Thanks to Deepak Vasisht and his team, that far-fetched method will soon be an option — and for good reason.
Recent years have seen remarkable advances in remote health monitoring technology. Data on various health parameters such as breathing rate and heart rate can now be collected by a sensor installed in a user’s home.
These sensors work like dolphin sonar: they emit radio signals that are reflected off a person’s body and then modulated slightly by human contact and returned to the sensor, providing information about each person’s physiological state. The sensors can easily “see” users even through walls, and there’s no need for users to wear cumbersome devices or remember to record health data.
In short, these sensors offer great benefits, but they also have a dark side: What if someone else were to place such a device outside your home to spy on you? While the sensors are intended for things like monitoring sleep quality, an unintended consequence is that they can easily tell if anyone is home, and indeed, how many people are home, and whether they’re awake. Hence, there is a need to prevent misuse of these tools.

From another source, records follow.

PR #14981, opened 2025-06-26
Fix `Could not call registry key model_design_seo_url` exception

inventor96:
When editing an existing product, calling `Opencart\Admin\Model\Catalog\Product@editProduct()` would result in an exception with the message "Error: Could not call registry key model_design_seo_url!". This would happen only when `editProduct()` was the first method call after instantiation of `Opencart\Admin\Model\Catalog\Product` (via `$this->load->model('catalog/product')`). If the first method called after instantiation was one that included a call to `$this->load->model('design/seo_url')` such as `Product@deleteProduct()` or `Product@addProduct()`, the exception would not be thrown because the `design/seo_url` model was already loaded by one of the previous method calls.

### DIFF
--- a/upload/admin/model/catalog/product.php
+++ b/upload/admin/model/catalog/product.php
@@ -367,6 +367,7 @@ class Product extends \Opencart\System\Engine\Model {
 		}
 
 		// SEO
+		$this->load->model('design/seo_url');
 		$this->model_design_seo_url->deleteSeoUrlsByKeyValue('product_id', $product_id);
 
 		if (isset($data['product_seo_url'])) {


inventor96:
For additional context, I'm currently making a module extension that manages the catalog based on a 3rd party source. If the source has a change for a product before it has a new or removed product, then the `editProduct()` method gets called first, and the exception gets thrown. I've found that calling `$this->model_catalog_product->deleteProduct(-1);` before I do any processing fixes the issue, as the `design/seo_url` models gets loaded into the `catalog/product` model in that method.

```php
protected function _syncProducts() {
    $this->load->model('catalog/product');
    $this->model_catalog_product->deleteProduct(-1);

    // process the source...
}
```

PR #14983, opened 2025-06-28
Fix null product_id when joining tables without matches

inventor96:
When calling `getProducts()` with parameters that cause a `LEFT JOIN`, and the joined table does not have a match for a give row, the `product_id` field from the joined table is null. And since that version of the `product_id` field comes later in the column order, it takes precedence over the earlier columns when `mysqli_result::fetch_assoc()` is called, and so the `product_id` fields ends up being `null` in the result in PHP, which can obviously cause a number of other issues.

Specifically calling out the `product_id` field from the base table, and making it last in the order of columns, causes it to take precedence.

In my particular case, I encountered the issue when loading the list of products on the admin side, and the page I was on did not have any discounts.

### DIFF
--- a/upload/admin/model/catalog/product.php
+++ b/upload/admin/model/catalog/product.php
@@ -1021,7 +1021,7 @@ class Product extends \Opencart\System\Engine\Model {
 	 * $results = $this->model_catalog_product->getProducts($filter_data);
 	 */
 	public function getProducts(array $data = []): array {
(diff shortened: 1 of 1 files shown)


inventor96:
@danielkerr Regarding the lint test failure, I noticed that the main brach checks are currently failing, too. I looked over the errors in the lint tests here, and they seem to be the same errors you have on main. Also, I don't see anything that would be caused by my changes here... Let me know if there's something I'm missing.

trydalcoholic:
@inventor96 Don't worry, the linter isn't flagging your code. It seems like the linter has been a bit neglected during the development process. I think I'll try submitting a few PRs to clean up the linter errors.

danielkerr:
u dont need to put as product_id

PR #15012, opened 2025-07-06
Run checks for PHP 8.1 to 8.4

mhcwebdesign:
Older PHP versions 7.x or 8.0 aren't supported anymore!


mhcwebdesign:
We still to upgrade PHPStan itself on the 3.0.x.x, have asked @AJenbo to look into it.

PR #15025, opened 2025-07-08
fix(phpstan): remove unreachable statements after throw

trydalcoholic:
### PHPStan Spring Cleaning: Remove Unreachable Statements

Remove code statements that are never executed due to preceding throw statements, resolving PHPStan "deadCode.unreachable" warnings.

#### PHPStan Errors Fixed
- `Unreachable statement - code above always terminates` in system/library/db.php:66
- `Unreachable statement - code above always terminates` in system/library/db.php:76
- `Unreachable statement - code above always terminates` in install/cli_install.php:91

### DIFF
--- a/upload/install/cli_install.php
+++ b/upload/install/cli_install.php
@@ -87,8 +87,6 @@ set_error_handler(function(int $code, string $message, string $file, int $line) 
 	}
 
 	throw new \ErrorException($message, 0, $code, $file, $line);
-
-	return true;
 });
 
 /**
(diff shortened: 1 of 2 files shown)


trydalcoholic:
> we want it to terminate!

Daniel, sorry, but I’m not sure I fully understand your point.
In modern PHP, throwing an exception will automatically terminate the current script execution unless the exception is caught.
Any `exit` or `return` statements after a throw will never be executed.
Is there a specific reason for keeping the exit statements after throw?
Maybe you want to achieve some other behavior that I’m missing?

AJenbo:
Best write it like this to be sure

```
throw new \Exception;
return;
exit;
die;
break;
```

Just in case one of them stops working correctly in PHP :D

AJenbo:
> we want it to terminate!

Seriously if that's the case then you want to use exit and not throw, execution does not return to the function once you have thrown an exception, you cannot control if the application exists in case a layer higher up catches the exception.

PR #15026, opened 2025-07-08
fix(phpstan): remove unused variables from error handler closure

trydalcoholic:
### PHPStan Spring Cleaning: Remove Unused Closure Variables

Remove unused variables from closure `use` statement in error handler function, resolving PHPStan "closure.unusedUse" warnings.

#### PHPStan Errors Fixed
- `Anonymous function has an unused use $config` in system/framework.php:36
- `Anonymous function has an unused use $log` in system/framework.php:36

### DIFF
--- a/upload/system/framework.php
+++ b/upload/system/framework.php
@@ -33,7 +33,7 @@ $log = new \Opencart\System\Library\Log($config->get('error_filename'));
 $registry->set('log', $log);
 
 // Error Handler
-set_error_handler(function(int $code, string $message, string $file, int $line) use ($log, $config) {
+set_error_handler(function(int $code, string $message, string $file, int $line) {
 	// error suppressed with @
 	if (!(error_reporting() & $code)) {
 		return false;


AJenbo (approved):

danielkerr:
they are not unsed. you should check the code without just replying on phpstan. phpstan is just a tool. u need to check everything

AJenbo:
@danielkerr it's clearly not being used inside that closure. If you think it is then point out where instead of just saying so.

```php
{
	// error suppressed with @
	if (!(error_reporting() & $code)) {
		return false;
	}

	throw new \ErrorException($message, 0, $code, $file, $line);
}
```

trydalcoholic:
> they are not unsed. you should check the code without just replying on phpstan. phpstan is just a tool. u need to check everything

I understand and completely agree that everything should be checked thoroughly. We started with approximately 350 PHPStan errors and have now reduced them to around 70, primarily by fixing the most widespread and simplest ones first. Currently, I am indeed trying to examine the PHPStan logs more carefully, as I deliberately left the least clear errors for later.

Please don't be annoyed/irritated if I truly make mistakes – I'm not a robot 🙂. I gratefully rely on your personal professional experience and that of other OpenCart contributors, hoping that my unintentional errors won't be merged into the OpenCart codebase.

As for this specific PR, it seems there's no need to focus on it further, as the correction has already been added 🙂.

AJenbo:
@danielkerr I see you realize it was unused and removed it yourself as part of another big commit: https://github.com/opencart/opencart/commit/94d837830114887bebcbbcbbbd25fa9f15ccf91b

It would be good if you could have mentioned you realized this pr was correct to clear up confusion.

trydalcoholic:
> Not to be negative but it was down to 0 at one point, Daniel doesn't check error reports so someone will need to continuously clean up and deal with all the toxic comments.

Absolutely, reaching 0 PHPStan errors again would be fantastic! PHPStan is genuinely a powerful tool that absolutely deserves a place in every PHP project.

“That’s where we come in,” said Vasisht, an Illinois computer science professor.
To thwart fraudulent use of health sensors, Vasisht and his team—students Jayant “Jay” Shenoy, Zhikun Liu, and Bill Tao, and Zachary Kabelak of a startup called Hedron—took inspiration from some web browser privacy solutions.

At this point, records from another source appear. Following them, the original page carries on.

PR #15027, opened 2025-07-08
fix(phpstan): ignore missing config.php files in static analysis

trydalcoholic:
### PHPStan Spring Cleaning: Ignore Missing Config Files

Add PHPStan ignore annotations for `config.php` require statements, resolving "requireOnce.fileNotFound" warnings for environment-specific configuration files.

#### PHPStan Errors Fixed
- `Path in require_once() "config.php" is not a file or it does not exist` in admin/index.php:7
- `Path in require_once() "config.php" is not a file or it does not exist` in index.php:6
- `Path in require_once() "config.php" is not a file or it does not exist` in cron.php:8

### DIFF
--- a/upload/admin/index.php
+++ b/upload/admin/index.php
@@ -4,6 +4,7 @@ define('VERSION', '4.1.0.4');
 
 // Configuration
 if (is_file('config.php')) {
+	/** @phpstan-ignore-next-line requireOnce.fileNotFound */
 	require_once('config.php');
 }
 
--- a/upload/cron.php
+++ b/upload/cron.php
@@ -5,6 +5,7 @@ if (!is_file('config.php')) {
 }
 
 // Config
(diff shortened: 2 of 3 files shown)


AJenbo (approved):

AJenbo (approved):
Nice to see these issues being addressed

AJenbo:
> its required otherwise it would through an error before being redirected to the installer page!

That's what the comment is telling phpstan, why close it instead of merging.?

trydalcoholic:
> its required otherwise it would through an error before being redirected to the installer page!

Exactly! And that's precisely why the instruction tells PHPStan to ignore a file that isn't present. We're not changing the code itself here, but rather directly informing PHPStan that 'everything is under our control' regarding this particular file.

PR #15028, opened 2025-07-08
fix(phpstan): correct PHPDoc parameter types in task and menu models

trydalcoholic:
### PHPStan Spring Cleaning: Fix PHPDoc Parameter Types

Correct PHPDoc parameter type annotations to match actual function signatures and database schema, resolving "parameter.phpDocType" warnings.

#### PHPStan Errors Fixed
- `PHPDoc tag @param for parameter $status with type bool is incompatible with native type string` in admin/model/setting/task.php:103
- `PHPDoc tag @param for parameter $menu_id with type string is incompatible with native type int` in admin/model/tool/menu.php:76

#### Database Schema Reference
The corrections align PHPDoc with the actual database schema where:
- `task.status` is `varchar(16)` → requires `string` type

https://github.com/opencart/opencart/blob/master/upload/system/helper/db_schema.php#L7386

### DIFF
--- a/upload/admin/model/setting/task.php
+++ b/upload/admin/model/setting/task.php
@@ -89,8 +89,8 @@ class Task extends \Opencart\System\Engine\Model {
 	 *
 	 * Edit task status record in the database.
 	 *
-	 * @param int  $task_id primary key of the task record
-	 * @param bool $status
+	 * @param int    $task_id primary key of the task record
+	 * @param string $status
 	 *
 	 * @return void
 	 *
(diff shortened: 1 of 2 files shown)


trydalcoholic:
@danielkerr, I may have been hasty with this PR. After fixing the PHPDoc types, PHPStan now shows that [`admin/controller/marketplace/task.php:183`](https://github.com/opencart/opencart/blob/master/upload/admin/controller/marketplace/task.php#L183) and [`:216`](https://github.com/opencart/opencart/blob/master/upload/admin/controller/marketplace/task.php#L216) are passing `bool` values to `editStatus()`, but the method expects `string`. 

What should be the correct type for task `status` - `bool` or `string`?

danielkerr:
i have not finised with the status system!

PR #15146, opened 2025-10-04
Removed php 7.4 from php-cs-fixer.php

condor2:


condor2:
I will make another commit to upload latest version files for phpstan & php-cs-fixer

“Google and Facebook, all these companies track every click you make,” says Vasisht. “And what some privacy solutions do is inject fake clicks. [trackers] You are confused about what your real options are. So that’s what we’re doing here: we’re bringing people into the environment who seem true to the technology, but they’re not.
Realizing “fake people” might seem like a tall order, but Vasisht and his team have found a way to make them look real. The trick involves complicated math, but the basic idea is simple: by installing a reflective device around your home, you can accurately mimic the human body’s signals. When the reflector bounces back the malicious sensor’s signal, it adjusts that signal to accommodate the desired number of people. In addition, it can work with such complexity that it provides realistic-looking physiological data on behalf of absent residents, such as breathing, and makes them appear to be moving around the house.

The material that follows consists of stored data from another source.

PR #15156, opened 2025-10-07
[3.0.x.x] Trim posted data - register controller

condor2:


mhcwebdesign:
What exactly are you trying to resolve here?

If both the password and confirm are empty, then it should only warn about the password:
**Password must be between 4 and 20 characters!**
And not show this:
**Password confirmation does not match password!**
The latter should only be displayed when confirm isn't empty but isn't equal to password.

PR #15171, opened 2025-10-22
Add disallow rule for product search route

halfhope:
Disable search page indexing to prevent ISAP 
https://forum.opencart.com/viewtopic.php?p=881789


mhcwebdesign:
Done, see https://github.com/opencart/opencart/pull/15175

PR #15191, opened 2025-11-08
Fix SEO URL query to remove LIKE condition

chongshengdz:
NO NEED TO USE OR, IT WILL SLOW DOWN THE SITE


trydalcoholic (changes requested):
This change would break the current SEO URL handling in OpenCart. The use of `LIKE` here is intentional. OpenCart supports keywords with `/`, and without this condition such URLs will not be resolved correctly during route parsing. Because of that, this does not look like a safe optimization.

If you have real examples and measurements showing a noticeable performance issue with this query, it would be better to open an issue and include a reproducible scenario, table size, SQL execution plan, and benchmark results.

Vasisht said, “If someone tries to follow you in your house, they will not only see you, but a group of ghosts who are indistinguishable from humans.
Vasisht and his colleagues are eager to commercialize a technology they call RF-Protect. However, they have not decided what form it should take at the moment.
A paper outlining the technical details of RF-Protect, led by Vasisht students Shenoy, Liu and Tao, will be presented on August 25 at ACM SIGCOMM, the flagship annual conference of the ACM Special Interest Group on Data Communications.